Thanksgiving morning and the house was already a hive of activity. My Bride was preparing for some thirty people to come over for the holiday and I try to keep a low profile, until I am called for. She was concerned, because the largest turkey she could find was an eighteen-pound bird, so she bought an additional turkey breast as well. There was also concern because she had to make two batches of stuffing, because some didn’t want to have any stuffing that had been in the birds, which she normally mixes with the balance of the stuffing that she makes, so she made one complete pot of stuffing that was chaste. She also made her famous Caesar dressing without anchovies, because of some that were allergic to those tasty little fish. She was trying to get some of the dishes prepared early as there was a huge tenderloin to deal with as well, not to mention all of the sides that are needed for the meal.
Some of the guests actually showed up at the proper time suggested, as they were making their strategic battle plans for shopping on the next day. The table in the breakfast nook were covered with the advertisements from the papers, which is fine for them, as our shopping had already been finished, in fact the packages were already wrapped and bundled by families. The day before she had also mailed the cards with the newsletters and had even shipped the parcel for the Las Vegas families as well, she is very organized. If I had one complaint is that the newspaper which normally costs two dollars, charges five dollars for the Thanksgiving issue and I think that is outrageous, considering all the extra income the paper receives for the advertisements any ways. We tried to clear the table to place appetizers out for the punctual guests. We had a pâté that was just wonderful, as I was afraid that I would eat the entire plate along with mustards and cornichons. There were plenty of different cheeses set out, and for the aged white cheddar, we also had drizzled honey on the slices. My problem is that I can usually make my entire meal just from the munchies.

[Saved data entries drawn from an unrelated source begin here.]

PR #2732, opened 2022-08-16
Add OpenCensus metric bridge specification

dashpole:
Part of https://github.com/open-telemetry/opentelemetry-specification/issues/1175

Related to https://github.com/open-telemetry/opentelemetry-specification/pull/2730

Depends on https://github.com/open-telemetry/opentelemetry-specification/pull/2722.  Do not merge until after that PR.

## Changes

Specify that OpenCensus metric bridges implement the MetricProducer interface, and describe non-trivial transformations involved.

This follows the path taken by the [java opencensus-shim](https://github.com/open-telemetry/opentelemetry-java/blob/main/opencensus-shim/src/main/java/io/opentelemetry/opencensusshim/metrics/OpenCensusMetricProducer.java#L27).

PR #2838, opened 2022-09-26
Add MetricProducer as a source of external metric data

dashpole:

Related to https://github.com/open-telemetry/opentelemetry-specification/pull/2730

Required for https://github.com/open-telemetry/opentelemetry-specification/pull/2732

Supersedes https://github.com/open-telemetry/opentelemetry-specification/pull/2722.  The numbering scheme for alternatives caused some confusion, and it was [requested](https://github.com/open-telemetry/opentelemetry-specification/pull/2722#issuecomment-1258424607) that I open a new PR.

## Changes

Add a MetricProducer interface to the metrics SDK. It is an optional argument when creating a MetricReader meant to support non-SDK sources of metric data.

Metric data from a MetricProducer is not subject to the MeterProviders or MetricReaders configuration for instruments.  This means Views on MeterProviders, and default Aggregations and Aggregation Temporalities configured on MetricReaders are not applied to data from MetricProducers.

This is needed to support an OpenCensus metric bridge, which is [proposed separately](https://github.com/open-telemetry/opentelemetry-specification/pull/2732).  It could also be used to support other bridges as well, such as a Prometheus bridge.

### DIFF
--- a/specification/metrics/sdk.md
+++ b/specification/metrics/sdk.md
@@ -47,6 +47,10 @@ linkTitle: SDK
       - [ForceFlush()](#forceflush)
       - [Shutdown()](#shutdown)
   * [Pull Metric Exporter](#pull-metric-exporter)
+- [MetricProducer](#metricproducer)
+  * [Interface Definition](#interface-definition-1)
+    + [Produce() metrics](#produce-metrics)
+    + [InstrumentationScope() InstrumentationScope](#instrumentationscope-instrumentationscope)
 - [Defaults and configuration](#defaults-and-configuration)
 - [Numerical limits handling](#numerical-limits-handling)
 - [Compatibility requirements](#compatibility-requirements)
@@ -62,7 +66,8 @@ linkTitle: SDK
 
 A `MeterProvider` MUST provide a way to allow a [Resource](../resource/sdk.md) to
 be specified. If a `Resource` is specified, it SHOULD be associated with all the
-metrics produced by any `Meter` from the `MeterProvider`. The [tracing SDK
+metrics produced by any `Meter` from the `MeterProvider` or produced by any
+`MetricProducer`. The [tracing SDK
 specification](../trace/sdk.md#additional-span-interfaces) has provided some
 suggestions regarding how to implement this efficiently.
 
@@ -76,10 +81,16 @@ an [`InstrumentationScope`](../glossary.md#instrumentation-scope) instance which
 is stored on the created `Meter`.
 
 Configuration (i.e., [MetricExporters](#metricexporter),
-[MetricReaders](#metricreader) and [Views](#view)) MUST be managed solely by the
-`MeterProvider` and the SDK MUST provide a way to configure all options that are
-implemented by the SDK. This MAY be done at the time of MeterProvider creation
-if appropriate.
+[MetricReaders](#metricreader), [MetricProducers](#metricproducer) and
+[Views](#view)) MUST be managed solely by the `MeterProvider` and the SDK MUST
+provide a way to configure all options that are implemented by the SDK. This
+MAY be done at the time of MeterProvider creation if appropriate.
+
+If multiple [MetricProducers](#metricproducer) have the same
+InstrumenatationScope the SDK SHOULD emit a warning. If a meter is created
+which produces an [`InstrumentationScope`](../glossary.md#instrumentation-scope)
+identical to the InstrumentationScope of a [MetricProducer](#metricproducer),
+the SDK should emit a warning.
 
 The `MeterProvider` MAY provide methods to update the configuration. If
 configuration is updated (e.g., adding a `MetricReader`), the updated
@@ -136,7 +147,9 @@ instances.
 ### View
 
 A `View` provides SDK users with the flexibility to customize the metrics that
-are output by the SDK. Here are some examples when a `View` might be needed:
+are output by the SDK from Measurements made by OpenTelemetry
+[Instruments](./api.md#instrument). Here are some examples when a `View` might
+be needed:
 
 * Customize which [Instruments](./api.md#instrument) are to be
   processed/ignored. For example, an [instrumented
@@ -769,13 +782,18 @@ used with pull-based metrics collection.  A common sub-class of
 `MetricReader`, the periodic exporting `MetricReader` SHOULD be provided
 to be used typically with push-based metrics collection.
 
-The `MetricReader` MUST ensure that data points are output in the
-configured aggregation temporality for each instrument kind.  For
-synchronous instruments being output with Cumulative temporality, this
-means converting [Delta to Cumulative](supplementary-guidelines.md#synchronous-example-cumulative-aggregation-temporality)
+The `MetricReader` MUST ensure that data points from OpenTelemetry
+[instruments](./api.md#instrument) are output in the configured aggregation
+temporality for each instrument kind. For synchronous instruments being output
+with Cumulative temporality, this means converting
+[Delta to Cumulative](supplementary-guidelines.md#synchronous-example-cumulative-aggregation-temporality)
 aggregation temporality.  For asynchronous instruments being output
 with Delta temporality, this means converting [Cumulative to
 Delta](supplementary-guidelines.md#asynchronous-example-delta-temporality) aggregation
+temporality.
+
+The `MetricReader` is not required to ensure data points from a
+[MetricProducer](#metricproducer) are output in the configured aggregation
 temporality.
 
 The SDK MUST support multiple `MetricReader` instances to be registered on the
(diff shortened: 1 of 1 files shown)


dashpole:
cc @jsuereth @bogdandrutu @jmacd @reyang @pirgeo @MadVikingGod @MrAlias @jack-berg

jmacd:
Thank you @dashpole. I think resetting the review state here could help us improve this feature. I would like us now to also consider the "ALTERNATIVE" proposal known as option number two in #2722. 

I re-read this PR and think with small changes we could have the alternative approach (which I now favor). Whereas you wrote:

```text
+-----------------+            +--------------+
|                 | Metrics... |              |
| MeterProvider   +------------> MetricReader |
|                 |            |              |
+---------------^^+            +--------------+
|  MetricProducer |
+-----------------+
```

The alternative looks like one (or more) MetricProducers in a pipeline between the Reader and the Exporter. 

```text
+-----------------+                 +--------------+              +----------------+
|                 | Internal data   |              | Export data  |                | To exporter...
| MeterProvider   +-----------------+ MetricReader +--------------+ MetricProducer +---------------->
|                 |                 |              |              |                |
+-----------------+                 +--------------+              +----------------+
```

Most of the PR doesn't have to change much. MetricReaders no longer care, what's left is a question about trade-offs.

- In the alternative proposal, MetricProducers have to be configured for each Reader instead of once per SDK: SDKs could perhaps alleviate this with a helper to make adding producers to all readers easy.
- In the alternative proposal, errors are deferred until the first time metrics are read by the exporter: this seems acceptable.

@dashpole what do you think?

bogdandrutu:
@jmacd you mentioned that

```
When used with distributed tracing, a resource can be associated 
with the [TracerProvider](https://github.com/open-telemetry/opentelemetry-specification/blob/main/specification/trace/api.md#tracerprovider) 
when the TracerProvider is created. That association cannot be changed later. 
When associated with a TracerProvider, all Spans produced by any Tracer 
from the provider MUST be associated with this Resource.

Analogous to distributed tracing, when used with metrics,
a resource can be associated with a `MeterProvider`.
When associated with a [`MeterProvider`](../metrics/api.md#meterprovider),
```

> It's that "analogous" MUST we are defending here. It appears the stable Java SDK has a loophole, and now we have wrinkles in the specification because of it. I recommend @dashpole remove all the wrinkle about Resources "if it is possible for those to conflict", leave the specification stating that each producer has an instrumentation scope, and let the Java SDK document its loophole (i.e., it should document that users are required to use the same resource twice or else be out-of-spec).

I don't think the specification says that resource MUST only be associated the providers. Out of all the concepts so far that is true, and the statement you linked tells how that association must be implemented, but I don't see anywhere where it is forbidden to have other sources of telemetry with their own "Resource".

Because of that I still believe the version where MetricProvider implementing the Reader is ok.

MrAlias (approved):

jmacd:
> Because of that I still believe the version where MetricProvider implementing the Reader is ok.

Not sure what you're trying to say. I feel that this is a new topic. I quoted part of the Resource SDK specification. Above the part I quoted, 

```
A [Resource](https://github.com/open-telemetry/opentelemetry-specification/blob/main/specification/overview.md#resources) is an immutable representation of the entity producing telemetry as [Attributes](https://github.com/open-telemetry/opentelemetry-specification/blob/main/specification/common/README.md#attribute).
```

If we allow the Bridge to configure its own Resource, there's a good chance the bridge will appear as a separate Resource meaning a different entity. I believe the under-specified spirit of the Resource SDK Specification is that we should not encourage a bridge implementation that uses different Resource attributes than the OTel MeterProvider it is associated with.

dashpole:
I think its slightly confusing for a MetricProducer to receive metrics from a MetricReader.  Would this:

```
+-----------------+                 +--------------+            
|                 | Internal data   |              | To exporter... 
| MeterProvider   +-----------------+ MetricReader +------------->
|                 |                 |              |
+-----------------+                 +------|-------+              
                                  +--------+-------+
                                  |                | 
                                  + MetricProducer +
                                  |                |
                                  +----------------+
```

instead of this:
```
+-----------------+                 +--------------+              +----------------+
|                 | Internal data   |              | Export data  |                | To exporter...
| MeterProvider   +-----------------+ MetricReader +--------------+ MetricProducer +---------------->
|                 |                 |              |              |                |
+-----------------+                 +--------------+              +----------------+
```
 be a reasonable approach?

reyang:
> ```
> +-----------------+                 +--------------+              +----------------+
> |                 | Internal data   |              | Export data  |                | To exporter...
> | MeterProvider   +-----------------+ MetricReader +--------------+ MetricProducer +---------------->
> |                 |                 |              |              |                |
> +-----------------+                 +--------------+              +----------------+
> ```

I think there is value of having this component and it should be called "MetricProcessor". Calling it "MetricProducer" will be problematic if later we want to introduce MetricProcessor (and we'll struggle with the ordering of these components in the pipeline).

jsuereth (approved):

reyang:
> I think its slightly confusing for a MetricProducer to receive metrics from a MetricReader. Would this:
> 
> ```
> +-----------------+                 +--------------+            
> |                 | Internal data   |              | To exporter... 
> | MeterProvider   +-----------------+ MetricReader +------------->
> |                 |                 |              |
> +-----------------+                 +------|-------+              
>                                   +--------+-------+
>                                   |                | 
>                                   + MetricProducer +
>                                   |                |
>                                   +----------------+
> ```

How about this?

```text
+-----------------+                 +--------------+            
|                 | Internal data   |              | To exporter... 
| MeterProvider   +-----------------> MetricReader +------------->
|                 |                 |              |
+-----------------+                 +------^-------+              
                                           |
+-----------------+                        |
|                 | Bridged data           |
| MetricWriter    +------------------------+
|                 |
+-----------------+
```

dyladan:
> How about this?
> 
> ```
> +-----------------+                 +--------------+            
> |                 | Internal data   |              | To exporter... 
> | MeterProvider   +-----------------> MetricReader +------------->
> |                 |                 |              |
> +-----------------+                 +------^-------+              
>                                            |
> +-----------------+                        |
> |                 | Bridged data           |
> | MetricWriter    +------------------------+
> |                 |
> +-----------------+
> ```
> 
> And here is my reason:
> 
> * `MetricProducer` sounds like a broad term, it can also mean a combination of "MeterProvider" and "MetricReader".
> * `MetricWriter` makes it clear that this component is intended for some external systems that handle aggregation already, and use this interface to write/feed the pre-aggregated metrics to the reader (which limits the control of several settings, such as aggregation temporality, view, histogram buckets).

As long as we're discussing naming `MetricWriter` sounds like something that persists data to a disk or something like that. Maybe `MetricBridge` since that's what it's actually being used for?

reyang:
> As long as we're discussing naming `MetricWriter` sounds like something that persists data to a disk or something like that. Maybe `MetricBridge` since that's what it's actually being used for?

+1 👍

dashpole:
Overall, i'd like to settle on Integrating with the MetricReader vs MeterProvider question before we dive into other details.  I'm happy to revisit naming, interfaces, or other aspects after that.

I would summarize the tradeoffs as:

Bridge integrates with MeterProvider (:tada:):
* [Simpler configuration UX](https://github.com/open-telemetry/opentelemetry-specification/pull/2722#discussion_r957513196): Passing the bridge to the MeterProvider is all that needs to be done. No configuration is required for/with each metric reader.

Bridge integrates with MetricReader (:rocket:):
* [More logically consistent](https://github.com/open-telemetry/opentelemetry-specification/pull/2722#issuecomment-1251386971): It is clear that View configuration of the MeterProvider does not apply to Bridges.  It isn't possible for us to make View configuration apply to Bridges because it is based on Instrument, rather than Aggregation.
* [Less confusion for unsupported Temporalities if using multiple Readers](https://github.com/open-telemetry/opentelemetry-specification/pull/2722#issuecomment-1258360580):  When using multiple readers, users might be confused if some readers don't support the temporality of metrics from the bridge, while others do.  This integration more explicitly links exporters and bridges.

Orthogonal-issues that I don't believe impact the decision above:
* It is possible to share resource regardless of where this integration happens.  We will also have to tackle the issue with how java represents resource regardless of which approach we take.
* It is possible to share interfaces with the SDK to simplify implementation regardless of where the integration happens.  I don't believe either implementation will be significantly more complex than the other.
* Depending on the interface we choose for the Bridge, is possible to detect duplicate scopes between bridges/SDK on initialization of meters/producers, or at collection time, or not at all.  This also isn't impacted by our choice of where we integrate.

Feel free to propose benefits/drawbacks of the approaches that i've missed.  I'd like to take the temperature of the room with :tada: or :rocket: reactions to this comment.

reyang:
+1 on "Bridge integrates with MetricReader" - I think most users won't directly interact with the bridge, I would imagine that OpenCensus (or Micrometer, whatever) Bridge to be packaged under some distro/family-pack, so folks can use it easily during the migration, without having to understand all the implementation details.

dashpole:
Yeah, I'm still working on it.  But I don't have any updates to share right now.

dyladan:
I just mean it should be reopened. Closed PRs tend to be lost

I tried to proselytize the concept of wine to those that usually say that our wines are too dry. I had filled one of the refrigerators with some wines that need chilling and I even put some wine that I thought would win over the nay-sayers. I opened up a bottle of Chateau Thivin Beaujolais Villages Rosé 2016. Chateau Thivin has been around for about six-hundred years and is in the heart of Brouilly in the Beaujolais region. This wine naturally is made from Gamay Noir a Jus Blanc and after the grapes are macerated the juice is left with the skins for a natural coloring and this fruit is from vines averaging fifty years in age. After the one day, the juice is fermented in Stainless Steel to maintain the fruit. It may have been the best Rosé I have had all year and they all agreed to try it, but to wine lovers it was great, but to those on fence, it just was still to dry. Our Daughter-in-Law brought a bottle of wine that was the hit of the early guests. She brought a bottle of Fenn Valley Vineyards Red Currant Wine NV. Fenn Valley Vineyards is from the west side of Michigan near Lake Michigan and they offer a wide range of wines not only made from grapes, but from other fruits as well, plus they are known for the charity events that they host from time to time. This winery in Fennville has a slogan “the lake effect everyone loves” playing off of the fact that the lake effect there in the winter brings extra snow-fall, but during the summer it allows a great climate for growing and harvesting grapes. The red currant that this wine was made from is a member of the gooseberry family and creates a sweeter wine that was a hit for the non-vinifera crowd. I always think that today’s fruit wine drinker may become tomorrow’s wine drinker. The Thanksgiving holiday was off to a great start.